Given the poor performance of the party in the region, party sources told Vanguard that some of the big names that had in the past ordinarily taken positions earmarked for the region are now being giving a second look. The source disclosed how one of the high-flying leaders from Anambra State was dropped out of a post-election committee on the basis of his alleged repeated electoral failures.
Nevertheless, the Southeast APC caucus was not totally rubbished, and enthusiasts in the region would cite how they helped to suppress the over inflation of votes for the PDP that could have stopped Buhari’s emergence.

Whereas the proportion of votes for Jonathan was about the same as the region gave him in the 2011 election, the quantum of votes was significantly suppressed largely on account of the use of the card reader which helped to minimise the rigging. In 2011, all five states gave Jonathan 5,090,148 which is about double the 2,464,906 that the five states in the zone gave to the president this time.
In 2011, the Southeast contributed 22.4% of the total votes scored by Dr. Jonathan, but that percentage fell down to 19.78 % last weekend.

The salutary contribution of Ndigbo to Buhari’s emergence was beyond the quantum of votes as was articulated by Governor Kashim Shetima of Borno State last Wednesday.

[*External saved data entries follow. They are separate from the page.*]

Issue #468, opened 2023-03-29
Migrate from Prefect Cloud 1 --> Prefect Cloud 2 by July 15th, 2023


smcclure17:
Context: https://www.prefect.io/guide/blog/freezing-legacy-prefect-cloud-1-accounts-on-starter-and-standard-plans/

We use Prefect Cloud 1 at the moment. I believe this is a separate task from updating our workflows from Prefect 1 to Prefect 2, which requires significant code changes

smcclure17:
Need to make a go/no-go decision on whether or not to continue running scrapers? Probably contingent on data landscape after [May 11th](https://oig.hhs.gov/coronavirus/covid-flex-expiration.asp)

PR #469, opened 2023-06-10
Upgrade dependencies in order to use `Prefect v2`, use `pipenv` as package manager, rip out unused scrapers

smcclure17:
I got into a little bit of dependency hell working on #468. Using pipenv should simplify our environment handling. 

Removing unused/old scrapers helped trim some dependencies that were causing conflicts. 

## TODO:

- [x] Specify package versions in `Pipfile`
- [ ] Update docs (document pipenv)
- [x] Make go/no-go decision on whether to fix failing scrapers (Philadelphia and Vermont)


.github/workflows/scraper-ci.yml
```diff
@@ -17,17 +17,19 @@ env:
   CENSUS_API_KEY: ${{ secrets.CENSUS_API_KEY }}
```
smcclure17, line 17: Update CI/CD workflow to use pipenv instead of installing the old `requirements.txt` directly

Pipfile
```diff
@@ -4,33 +4,33 @@ verify_ssl = true
 name = "pypi"
```
smcclure17, line 4: I guess we already had a pipenv/pipfile, but I don't think we typically used it 🤷 

This updates the dependencies to the current versions and adds some scripts for testing

can_tools/scrapers/__init__.py
```diff
@@ -76,90 +45,10 @@
     HHSReportedPatientImpactHospitalCapacityState,
```
smcclure17, line 45: Remove unused/deleted scraper imports

requirements.txt
```diff
@@ -1,24 +0,0 @@
-BeautifulSoup4==4.9.3
```
smcclure17, line 1: This is no longer needed with the addition/creation of the `Pipfile`

can_tools/scrapers/official/federal/HHS/hhs_state.py
```diff
@@ -108,25 +106,18 @@ def normalize(self, data: str) -> pd.DataFrame:
...
 
         # Put into long form
-        out = df.melt(id_vars=["dt", "location"], value_vars=crename.keys())
+        out: pd.DataFrame = df.melt(
+            id_vars=["dt", "location"], value_vars=crename.keys()
+        )
         out.loc[:, "value"] = pd.to_numeric(
             out["value"].astype(str).str.replace(",", "").replace("nan", None)
         )
+        # Dropping missing values. As of 2023-06-11 all missing values are from
```
smcclure17, line 115: Scraper was failing tests b/c there were some NaN values from 2020. Not entirely sure what changed to cause this failure, but this fixes the scraper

Speaking to supporters on his return to Maiduguri after the victory celebration, the governor had said:
“I have heard some political analysts making some wrong conclusions that  the Ibos in the Southeast didn’t contribute significantly to Buhari’s victory but I think they are missing the point because there are two key contributions to winning elections. One is to gives votes, and the other is to prevent an opponent from rigging and both have equal relevance.”

“In the 2011 elections, the PDP got a combined figure of about 7 million votes in the southeast, some of these States recorded or so they claimed, having almost 100 percent voter turnout. But in 2015, Ibos in the southeast especially our leaders in the APC stood very firm, some of them put their lives on the line, resisted all kinds of humiliation and at the end, they prevented another seven million votes from coming out.

“We all saw what happened in Rivers, if that was repeated in the Southeast it would have been a major source of concern for all Nigerians but the Ibos did very well by resisting every step against Buhari so they are heroes as far as I am concerned.”

Mr. Osita Okechukwu, one of Buhari’s best-known disciples in the region spoke as much.
“Since we could not convert the people as fast as we wished, every other member of the APC stood his ground not to allow the padding of the votes to the extent of the millions that they got in 2011. That was what we achieved. We stemmed the rigging.”

Okechukwu who was one of the youths who moved with Okadigbo to team up with Buhari in 2002 and after the former Senate President’s death became a firm Buhari disciple said:

“Okadigbo told us that there is a man with character that had just joined the ANPP that if we moved to join that man that we might at the end of the day build a political party that could defeat the then ANPP. It was like a fairy tale.”

“He was also telling the Ibos that a transparent government is more suitable for a group that is hardworking, innovative and that the Igbo stock is not used to sycophancy or the patronage system that corruption breeds.”

“So in terms of benefiting from the Buhari government I think the Ibos would be one of the greatest beneficiaries because you can imagine that he (Buhari) said that the Federal Executive Council would not be awarding contracts, that the National Council on Procurement would be set up so that any person who is bidding for any contract goes to that council and you know him if anyone managing the council becomes corrupt he would be changed, so a competitive person would survive under such a system,” he said in apparent allusion to the industry of Ndigbo.